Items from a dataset
┌──
PR #582, opened 2026-04-24
feat(inkless:consume): Add request hedging for storage reads

jeqo:
to mitigate tail latency

When a storage fetch (S3/GCS/Azure) hasn't completed within a configurable threshold, a competing hedge request is fired. First to complete wins; the loser is best-effort cancelled. Applies to both hot (cached) and cold (lagging consumer) paths.

Two independent hedge triggers (at most one hedge per primary):
- TTFB: fetch.hedge.ttfb.threshold.ms — fires when first byte hasn't arrived, catching stuck connections early (default 0 = disabled)
- Total time: fetch.hedge.total.time.threshold.ms — fires when the entire fetch is slow (default 0 = disabled)

When both are enabled, total-time must be > TTFB (validated at startup).

Metrics: HedgeRequestRate, HedgeWonRate

### DIFF
--- a/docs/inkless/configs.rst
+++ b/docs/inkless/configs.rst
@@ -157,6 +157,22 @@ Under ``inkless.``
   * Valid Values: [0,...]
   * Importance: low
 
+``fetch.hedge.total.time.threshold.ms``
+  Total time threshold in milliseconds to trigger a hedge request. When a storage fetch has not completed within this threshold, a competing hedge request is submitted. The first request to complete wins; the other continues in the background and its result is ignored. Set to 0 to disable total-time-based hedging. When both hedging thresholds are enabled, this value must be strictly greater than fetch.hedge.ttfb.threshold.ms.
+
+  * Type: long
+  * Default: 0
+  * Valid Values: [0,...]
+  * Importance: low
+
+``fetch.hedge.ttfb.threshold.ms``
+  Time-to-first-byte threshold in milliseconds to trigger a hedge request. When a storage fetch has not received its first byte within this threshold, a competing hedge request is submitted. This catches stuck connections early, before the total-time threshold. Set to 0 to disable TTFB-based hedging. When both hedging thresholds are enabled, fetch.hedge.total.time.threshold.ms must be strictly greater than this value.
+
+  * Type: long
+  * Default: 0
+  * Valid Values: [0,...]
+  * Importance: low
+
 ``fetch.lagging.consumer.thread.pool.size``
   Thread pool size for lagging consumer fetch requests (consumers reading old data). Set to 0 to disable the lagging consumer feature (all requests will use the recent data path). The default value of 16 is designed as approximately half of the default fetch.data.thread.pool.size (32), providing sufficient capacity for typical cold storage access patterns while leaving headroom for the hot path. The queue capacity is automatically set to thread.pool.size * 100, providing burst buffering (e.g., 16 threads = 1600 queue capacity ≈ 8 seconds buffer at 200 req/s). Tune based on lagging consumer SLA and expected load patterns.
 
--- a/docs/inkless/configs.rst
+++ b/docs/inkless/configs.rst
@@ -40,7 +40,7 @@ Under ``inkless.``
   * Importance: high
 
 ``fetch.lagging.consumer.request.rate.limit``
-  Maximum requests per second for lagging consumer data fetches. Set to 0 to disable rate limiting. The upper bound of 10000 req/s is a safety limit to prevent misconfiguration. For high-throughput systems, consider the relationship between this rate limit, thread pool size, and storage backend capacity. At the default rate of 200 req/s with ~50ms per request latency, this allows ~10 concurrent requests.
+  Maximum requests per second for lagging consumer data fetches. Set to 0 to disable rate limiting. The upper bound of 10000 req/s is a safety limit to prevent misconfiguration. For high-throughput systems, consider the relationship between this rate limit, thread pool size, and storage backend capacity. At the default rate of 200 req/s with ~50ms per request latency, this allows ~10 concurrent requests. Note: hedge requests triggered by slow fetches are exempt from this limit. In the worst case, effective storage GET rate can reach up to 2x this value.
 
   * Type: int
   * Default: 200
@@ -158,7 +158,7 @@ Under ``inkless.``
   * Importance: low
 
 ``fetch.hedge.total.time.threshold.ms``
-  Total time threshold in milliseconds to trigger a hedge request. When a storage fetch has not completed within this threshold, a competing hedge request is submitted. The first request to complete wins; the other continues in the background and its result is ignored. Set to 0 to disable total-time-based hedging. When both hedging thresholds are enabled, this value must be strictly greater than fetch.hedge.ttfb.threshold.ms.
+  Total time threshold in milliseconds to trigger a hedge request. When a storage fetch has not completed within this threshold, a competing hedge request is submitted. The first request to complete wins; the other continues in the background and its result is ignored. Set to 0 to disable total-time-based hedging. When both hedging thresholds are enabled, this value must be strictly greater than fetch.hedge.ttfb.threshold.ms. Capacity impact: hedges submit to the same executor as primaries (fetch.data.thread.pool.size for hot path, fetch.lagging.consumer.thread.pool.size for cold path). Normal case: only tail-latency requests (exceeding threshold) trigger hedges — typically <5% of traffic. Worst case: if all in-flight requests exceed the threshold, effective storage GET rate doubles (one primary + one hedge per request), bounded by executor thread pool + queue capacity. Monitor HedgeRequestRate to detect excessive hedging. If hedge rate is too high, increase this threshold.
 
   * Type: long
   * Default: 0
--- a/storage/inkless/src/main/java/io/aiven/inkless/config/InklessConfig.java
+++ b/storage/inkless/src/main/java/io/aiven/inkless/config/InklessConfig.java
@@ -179,7 +179,9 @@ public class InklessConfig extends AbstractConfig {
         + "Set to 0 to disable rate limiting. "
         + "The upper bound of 10000 req/s is a safety limit to prevent misconfiguration. For high-throughput systems, "
         + "consider the relationship between this rate limit, thread pool size, and storage backend capacity. "
-        + "At the default rate of 200 req/s with ~50ms per request latency, this allows ~10 concurrent requests.";
+        + "At the default rate of 200 req/s with ~50ms per request latency, this allows ~10 concurrent requests. "
+        + "Note: hedge requests triggered by slow fetches are exempt from this limit. In the worst case, "
+        + "effective storage GET rate can reach up to 2x this value.";
     // Default 200 req/s: Conservative limit based on typical object storage GET request costs and latency.
     // At ~50ms per request, 200 req/s = ~10 concurrent requests, balancing throughput with cost control.
     // Tune based on storage backend capacity and budget constraints.
@@ -199,7 +201,13 @@ public class InklessConfig extends AbstractConfig {
         + "The first request to complete wins; the other continues in the background and its result is ignored. "
         + "Set to 0 to disable total-time-based hedging. "
         + "When both hedging thresholds are enabled, this value must be strictly greater than "
-        + FETCH_HEDGE_TTFB_THRESHOLD_MS_CONFIG + ".";
+        + FETCH_HEDGE_TTFB_THRESHOLD_MS_CONFIG + ". "
+        + "Capacity impact: hedges submit to the same executor as primaries (fetch.data.thread.pool.size for hot path, "
+        + "fetch.lagging.consumer.thread.pool.size for cold path). "
+        + "Normal case: only tail-latency requests (exceeding threshold) trigger hedges — typically <5% of traffic. "
+        + "Worst case: if all in-flight requests exceed the threshold, effective storage GET rate doubles "
+        + "(one primary + one hedge per request), bounded by executor thread pool + queue capacity. "
+        + "Monitor HedgeRequestRate to detect excessive hedging. If hedge rate is too high, increase this threshold.";
     private static final long FETCH_HEDGE_TOTAL_TIME_THRESHOLD_MS_DEFAULT = 0;
 
     public static final String FETCH_FIND_BATCHES_MAX_BATCHES_PER_PARTITION_CONFIG = "fetch.find.batches.max.per.partition";
--- a/storage/inkless/src/main/java/io/aiven/inkless/config/InklessConfig.java
+++ b/storage/inkless/src/main/java/io/aiven/inkless/config/InklessConfig.java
└──
### Task to complete
Write out the data above once more, exactly as it stands.

### Answer to this task
PR #582, opened 2026-04-24
feat(inkless:consume): Add request hedging for storage reads

jeqo:
to mitigate tail latency

When a storage fetch (S3/GCS/Azure) hasn't completed within a configurable threshold, a competing hedge request is fired. First to complete wins; the loser is best-effort cancelled. Applies to both hot (cached) and cold (lagging consumer) paths.

Two independent hedge triggers (at most one hedge per primary):
- TTFB: fetch.hedge.ttfb.threshold.ms — fires when first byte hasn't arrived, catching stuck connections early (default 0 = disabled)
- Total time: fetch.hedge.total.time.threshold.ms — fires when the entire fetch is slow (default 0 = disabled)

When both are enabled, total-time must be > TTFB (validated at startup).

Metrics: HedgeRequestRate, HedgeWonRate

### DIFF
--- a/docs/inkless/configs.rst
+++ b/docs/inkless/configs.rst
@@ -157,6 +157,22 @@ Under ``inkless.``
   * Valid Values: [0,...]
   * Importance: low
 
+``fetch.hedge.total.time.threshold.ms``
+  Total time threshold in milliseconds to trigger a hedge request. When a storage fetch has not completed within this threshold, a competing hedge request is submitted. The first request to complete wins; the other continues in the background and its result is ignored. Set to 0 to disable total-time-based hedging. When both hedging thresholds are enabled, this value must be strictly greater than fetch.hedge.ttfb.threshold.ms.
+
+  * Type: long
+  * Default: 0
+  * Valid Values: [0,...]
+  * Importance: low
+
+``fetch.hedge.ttfb.threshold.ms``
+  Time-to-first-byte threshold in milliseconds to trigger a hedge request. When a storage fetch has not received its first byte within this threshold, a competing hedge request is submitted. This catches stuck connections early, before the total-time threshold. Set to 0 to disable TTFB-based hedging. When both hedging thresholds are enabled, fetch.hedge.total.time.threshold.ms must be strictly greater than this value.
+
+  * Type: long
+  * Default: 0
+  * Valid Values: [0,...]
+  * Importance: low
+
 ``fetch.lagging.consumer.thread.pool.size``
   Thread pool size for lagging consumer fetch requests (consumers reading old data). Set to 0 to disable the lagging consumer feature (all requests will use the recent data path). The default value of 16 is designed as approximately half of the default fetch.data.thread.pool.size (32), providing sufficient capacity for typical cold storage access patterns while leaving headroom for the hot path. The queue capacity is automatically set to thread.pool.size * 100, providing burst buffering (e.g., 16 threads = 1600 queue capacity ≈ 8 seconds buffer at 200 req/s). Tune based on lagging consumer SLA and expected load patterns.
 
--- a/docs/inkless/configs.rst
+++ b/docs/inkless/configs.rst
@@ -40,7 +40,7 @@ Under ``inkless.``
   * Importance: high
 
 ``fetch.lagging.consumer.request.rate.limit``
-  Maximum requests per second for lagging consumer data fetches. Set to 0 to disable rate limiting. The upper bound of 10000 req/s is a safety limit to prevent misconfiguration. For high-throughput systems, consider the relationship between this rate limit, thread pool size, and storage backend capacity. At the default rate of 200 req/s with ~50ms per request latency, this allows ~10 concurrent requests.
+  Maximum requests per second for lagging consumer data fetches. Set to 0 to disable rate limiting. The upper bound of 10000 req/s is a safety limit to prevent misconfiguration. For high-throughput systems, consider the relationship between this rate limit, thread pool size, and storage backend capacity. At the default rate of 200 req/s with ~50ms per request latency, this allows ~10 concurrent requests. Note: hedge requests triggered by slow fetches are exempt from this limit. In the worst case, effective storage GET rate can reach up to 2x this value.
 
   * Type: int
   * Default: 200
@@ -158,7 +158,7 @@ Under ``inkless.``
   * Importance: low
 
 ``fetch.hedge.total.time.threshold.ms``
-  Total time threshold in milliseconds to trigger a hedge request. When a storage fetch has not completed within this threshold, a competing hedge request is submitted. The first request to complete wins; the other continues in the background and its result is ignored. Set to 0 to disable total-time-based hedging. When both hedging thresholds are enabled, this value must be strictly greater than fetch.hedge.ttfb.threshold.ms.
+  Total time threshold in milliseconds to trigger a hedge request. When a storage fetch has not completed within this threshold, a competing hedge request is submitted. The first request to complete wins; the other continues in the background and its result is ignored. Set to 0 to disable total-time-based hedging. When both hedging thresholds are enabled, this value must be strictly greater than fetch.hedge.ttfb.threshold.ms. Capacity impact: hedges submit to the same executor as primaries (fetch.data.thread.pool.size for hot path, fetch.lagging.consumer.thread.pool.size for cold path). Normal case: only tail-latency requests (exceeding threshold) trigger hedges — typically <5% of traffic. Worst case: if all in-flight requests exceed the threshold, effective storage GET rate doubles (one primary + one hedge per request), bounded by executor thread pool + queue capacity. Monitor HedgeRequestRate to detect excessive hedging. If hedge rate is too high, increase this threshold.
 
   * Type: long
   * Default: 0
--- a/storage/inkless/src/main/java/io/aiven/inkless/config/InklessConfig.java
+++ b/storage/inkless/src/main/java/io/aiven/inkless/config/InklessConfig.java
@@ -179,7 +179,9 @@ public class InklessConfig extends AbstractConfig {
         + "Set to 0 to disable rate limiting. "
         + "The upper bound of 10000 req/s is a safety limit to prevent misconfiguration. For high-throughput systems, "
         + "consider the relationship between this rate limit, thread pool size, and storage backend capacity. "
-        + "At the default rate of 200 req/s with ~50ms per request latency, this allows ~10 concurrent requests.";
+        + "At the default rate of 200 req/s with ~50ms per request latency, this allows ~10 concurrent requests. "
+        + "Note: hedge requests triggered by slow fetches are exempt from this limit. In the worst case, "
+        + "effective storage GET rate can reach up to 2x this value.";
     // Default 200 req/s: Conservative limit based on typical object storage GET request costs and latency.
     // At ~50ms per request, 200 req/s = ~10 concurrent requests, balancing throughput with cost control.
     // Tune based on storage backend capacity and budget constraints.
@@ -199,7 +201,13 @@ public class InklessConfig extends AbstractConfig {
         + "The first request to complete wins; the other continues in the background and its result is ignored. "
         + "Set to 0 to disable total-time-based hedging. "
         + "When both hedging thresholds are enabled, this value must be strictly greater than "
-        + FETCH_HEDGE_TTFB_THRESHOLD_MS_CONFIG + ".";
+        + FETCH_HEDGE_TTFB_THRESHOLD_MS_CONFIG + ". "
+        + "Capacity impact: hedges submit to the same executor as primaries (fetch.data.thread.pool.size for hot path, "
+        + "fetch.lagging.consumer.thread.pool.size for cold path). "
+        + "Normal case: only tail-latency requests (exceeding threshold) trigger hedges — typically <5% of traffic. "
+        + "Worst case: if all in-flight requests exceed the threshold, effective storage GET rate doubles "
+        + "(one primary + one hedge per request), bounded by executor thread pool + queue capacity. "
+        + "Monitor HedgeRequestRate to detect excessive hedging. If hedge rate is too high, increase this threshold.";
     private static final long FETCH_HEDGE_TOTAL_TIME_THRESHOLD_MS_DEFAULT = 0;
 
     public static final String FETCH_FIND_BATCHES_MAX_BATCHES_PER_PARTITION_CONFIG = "fetch.find.batches.max.per.partition";
--- a/storage/inkless/src/main/java/io/aiven/inkless/config/InklessConfig.java
+++ b/storage/inkless/src/main/java/io/aiven/inkless/config/InklessConfig.java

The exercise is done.